### THE RECORDS

PR #5212, opened 2026-08-25
feat(sdk): TLS and mTLS support for the gRPC client

### LINKED ISSUE #5180: Enable TLS (and mTLS) for the massa-sdk gRPC client
Follow-up to F144 #5179 . The doc-only PR for F144 recorded that the SDK's client constructors are plaintext-only; this issue tracks actually making the gRPC client able to talk to a TLS-enabled node.

Problem

The node's gRPC server fully supports TLS and mTLS — enable_tls / enable_mtls / generate_self_signed_certificates in massa-grpc/src/config.rs, wired up at massa-grpc/src/server.rs:197-230 via ServerTlsConfig::new().identity(…) and .client_ca_root(…). The SDK client cannot connect to it:

- massa-sdk/Cargo.toml pulls tonic with only the gzip feature. massa-grpc/Cargo.toml enables tls. So the SDK has no ClientTlsConfig available at all.
- Client::new (massa-sdk/src/lib.rs:84) hard-codes grpc://{addr} and calls Channel::from_shared(...).connect() with no TLS configuration.
- When the node has enable_tls = true, that connect fails, and the failure is swallowed: grpc_public / grpc_private are set to None behind a tracing::warn!("unable to connect to grpc server {}"). The user sees gRPC commands fail with "no gRPC client" rather than a TLS diagnostic.

The gap is especially visible in the self-signed path: generate_self_signed_certificates (massa-grpc/src/server.rs:326) writes client material to client_certificate_path / client_private_key_path, which default to ../massa-client/config/tls_public_client.pem and .key (massa-node/base_config/config.toml:123-125). The node provisions certificates into massa-client's config directory that no client code ever reads — massa-client has no TLS settings whatsoever.

Scope

1. Enable tonic's tls feature in massa-sdk/Cargo.toml.
2. Let the caller supply gRPC TLS material — CA root for server verification, plus client certificate + private key for the mTLS case — and apply it via ClientTlsConfig on the Channel builder, using https:// instead of the hard-coded grpc:// when TLS is on.
3. Add the corresponding massa-client settings and config.toml keys, defaulting to the paths the node already writes to, so the self-signed flow works end to end without manual copying.
4. Surface the connect failure. Even with TLS support, a cert/SAN mismatch is currently invisible; Client::new returning None behind a warn! should at minimum log the underlying error at a level users see, and it's worth discussing whether it should be a hard error.

Design questions

- Constructor shape. Client::new takes IpAddr + four ports and builds every URL itself. TLS needs either a scheme/hostname parameter or a shift to full URLs. Note that TLS certificate verification is hostname-based, while the current API is IP-based — the self-signed certs rely on subject_alt_names, so the client needs to connect by a name present in the SAN list, not by bare IP. This is the main API decision.
- Config surface. Whether the new keys are per-endpoint (public vs private gRPC can have different CAs, and do in the defaults: tls_public_ca.pem vs tls_private_ca.pem) or a single shared block.
- Relationship to certificate_store. The existing setting is inert and its "Native" / "WebPki" values no longer map to anything in jsonrpsee 0.24. It should not be repurposed for gRPC; if a trust-store choice is wanted for JSON-RPC too, that's a separate decision expressed via jsonrpsee's CustomCertStore.

Out of scope

JSON-RPC TLS already works — jsonrpsee 0.24 comes in with default features, so hyper-rustls is compiled in and HttpBackend selects its Https variant from the URL scheme. RpcClient::from_url(url: &str, …) accepts an https:// URL today. Only the convenience constructors (Client::new, ClientV2::new, RpcClientV2::from_url) prevent passing one, and if item 1 above reshapes those constructors it should fix the JSON-RPC schemes in the same pass.

Notes

- Not consensus-observable — client-side transport only, no MIP / versioning gate required.
- This is a breaking change to the massa-sdk public constructor signatures and adds massa-client config keys, so it wants a version bump and a changelog entry.

0xB19:
## Summary

Closes #5180 (follow-up of the F144 documentation PR #5179). The node's
gRPC server fully supports TLS and mTLS, but the SDK client could not
connect to it: `massa-sdk` compiled tonic without its `tls` feature,
`Client::new` hard-coded a plaintext `grpc://` channel, and the failed
connection was swallowed behind a `warn!`, leaving the user with "no
gRPC client" and no diagnostic.

## Change

**API decision.** The issue asked whether the constructors should move
to full URLs or grow a hostname parameter. Neither: tonic's
`ClientTlsConfig::domain_name` lets the client keep dialing the
configured IP while verifying the server certificate under a configured
name (also used for SNI). The constructors keep their IP + ports shape;
the only signature change is one optional TLS configuration per gRPC
endpoint.

- `massa-sdk`: tonic `tls` feature enabled. New `GrpcTlsConfig`
  (server name, CA root path, optional client certificate + key for
  mTLS) and a public `connect_grpc_channel` helper. `Client::new`
  takes `Option<&GrpcTlsConfig>` for the public and private gRPC
  endpoints.
- Error surfacing, split by nature: an invalid TLS configuration
  (unreadable certificate material, client certificate without its
  key) is a hard error from `Client::new`; a connection failure still
  degrades to `None` so the JSON-RPC clients stay usable when the node
  is down, but is now logged at `error!` level with the underlying
  cause and the target address.
- `massa-client`: new `[client.grpc.public]` and
  `[client.grpc.private]` settings blocks (`enable_tls`, `enable_mtls`,
  `server_name`, CA and client material paths). Defaults point to the
  paths the node writes its self-signed material to
  (`../massa-node/config/tls_*_ca.pem` for the CA it generates,
  `config/tls_*_client.pem|.key` which the node already provisions
  into massa-client's config directory), so the self-signed flow works
  end to end without manual copying when both run from sibling
  directories. `server_name` defaults to "localhost", which the node's
  generated certificates always include in their subject alternative
  names.
- JSON-RPC transports are untouched (TLS already reachable through
  `RpcClient::from_url` with an `https` url), `ClientV2` untouched.
  The inert `certificate_store` setting is left as is (deprecated).

## Testing

New integration tests in `massa-sdk/tests/grpc_tls.rs`, against a real
TLS-enabled tonic health server using the same certificate generation
path as the node (`cert_manager`):

- TLS connect succeeds with the right CA and server name;
- an untrusted CA is rejected;
- mTLS: an RPC succeeds with the client identity, fails without it
  (the reject only surfaces at the first RPC with TLS 1.3, which the
  test documents);
- incomplete client identity is a configuration error before dialing;
- plaintext regression: `None` still yields a working plaintext
  channel.

All 6 pass; clippy and fmt clean; `massa-client`, `massa_grpc` and
`massa-node` still build; the massa-client settings test loads the new
config keys.

Not done here: a full massa-node sandbox run with `enable_tls = true`.
The transport mechanics are covered by the integration tests above, but
a sandbox pass would additionally validate the default relative paths.

## Risk

Low at runtime (TLS stays opt-in, defaults unchanged: plaintext). This
is a **breaking change to the `massa-sdk` public API** (`Client::new`
signature) and adds massa-client config keys: it wants a version bump
and a changelog entry. The repo versions all crates together at release
time via `cargo xtask update_package_versions` and carries no changelog
file, so flagging it here for the maintainers instead.

---

* [ ] try in sandbox /simulation/labnet (not done, see Testing)
  * [x] make tests compile
  * [x] make tests pass
* [ ] if the API has changed, update the API specification (gRPC API
  itself unchanged; SDK/client configuration documented in config.toml)


Leo-Besancon:
Do we agree that with this PR, massa-client still never uses the GRPC part of the massa-sdk?
I've tested giving a wrong client .pem file with mtls enabled and it still works well, I expected the server to reject my requests.

I assume from the issue's description that this basically fix connecting to a server that enabled tls/mtls, so it's still a useful PR, but wondering if we need to expand on it or not?

Is it expected with the issues's scope @peterjah @0xB19?

Leo-Besancon:
Additional note: @peterjah added the following check on the grpc side, I think it would be great to also call it in massa-client
```rust
/// mTLS is a strict extension of TLS: reject the combination rather than silently serving in
/// plaintext a service the operator meant to protect with client certificates.
pub(crate) fn check_mtls_requires_tls(config: &GrpcConfig) -> Result<(), GrpcError> {
    if config.enable_mtls && !config.enable_tls {
        return Err(GrpcError::ConfigError(format!(
            "gRPC {:?} API: `enable_mtls` requires `enable_tls` to be enabled, refusing to start in plaintext",
            config.name
        )));
    }

    Ok(())
}
```

0xB19:
> Additional note: @peterjah added the following check on the grpc side, I think it would be great to also call it in massa-client
> 
> ```rust
> /// mTLS is a strict extension of TLS: reject the combination rather than silently serving in
> /// plaintext a service the operator meant to protect with client certificates.
> pub(crate) fn check_mtls_requires_tls(config: &GrpcConfig) -> Result<(), GrpcError> {
>     if config.enable_mtls && !config.enable_tls {
>         return Err(GrpcError::ConfigError(format!(
>             "gRPC {:?} API: `enable_mtls` requires `enable_tls` to be enabled, refusing to start in plaintext",
>             config.name
>         )));
>     }
> 
>     Ok(())
> }
> ```

Can we refactor this by moving the check to massa-sdk? Both massa-grpc and massa-client already depend on it, so the invariant would live in one place.

Not sure it's really worth it, the logic is just two booleans, duplicating it on the client side with its own test would be fine too. No strong opinion

0xB19:
> Do we agree that with this PR, massa-client still never uses the GRPC part of the massa-sdk? I've tested giving a wrong client .pem file with mtls enabled and it still works well, I expected the server to reject my requests.
> 
> I assume from the issue's description that this basically fix connecting to a server that enabled tls/mtls, so it's still a useful PR, but wondering if we need to expand on it or not?
> 
> Is it expected with the issues's scope @peterjah @0xB19?

This PR only fixes the transport: massa-client still never sends anything over gRPC. 

I think it's worth splitting the work though: keep this PR transport-only (the issue's scope), and open a dedicated issue for wiring client commands to gRPC because that part is bigger. 

A cheap first step could be moving a single command (e.g. get_status) to gRPC so the mTLS path gets actually exercised.

Leo-Besancon:
> > Additional note: @peterjah added the following check on the grpc side, I think it would be great to also call it in massa-client
> > ```rust
> > /// mTLS is a strict extension of TLS: reject the combination rather than silently serving in
> > /// plaintext a service the operator meant to protect with client certificates.
> > pub(crate) fn check_mtls_requires_tls(config: &GrpcConfig) -> Result<(), GrpcError> {
> >     if config.enable_mtls && !config.enable_tls {
> >         return Err(GrpcError::ConfigError(format!(
> >             "gRPC {:?} API: `enable_mtls` requires `enable_tls` to be enabled, refusing to start in plaintext",
> >             config.name
> >         )));
> >     }
> > 
> >     Ok(())
> > }
> > ```
> 
> Can we refactor this by moving the check to massa-sdk? Both massa-grpc and massa-client already depend on it, so the invariant would live in one place.
> 
> Not sure it's really worth it, the logic is just two booleans, duplicating it on the client side with its own test would be fine too. No strong opinion

I think it makes sense yes, as massa-sdk already handles certificates for mTLS / TLS, it can also include the check as a helper that can be called in both massa-grpc and massa-client.

0xB19:
Opened #5224 to track wiring the client commands to gRPC. Keeping this PR transport-only as agreed.

Leo-Besancon (approved):
LGTM!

######

TASK TO CARRY OUT: Every line above with the word "underlying" is to be copied out.

RESPONSE TO THIS TASK:
4. Surface the connect failure. Even with TLS support, a cert/SAN mismatch is currently invisible; Client::new returning None behind a warn! should at minimum log the underlying error at a level users see, and it's worth discussing whether it should be a hard error.
  is down, but is now logged at `error!` level with the underlying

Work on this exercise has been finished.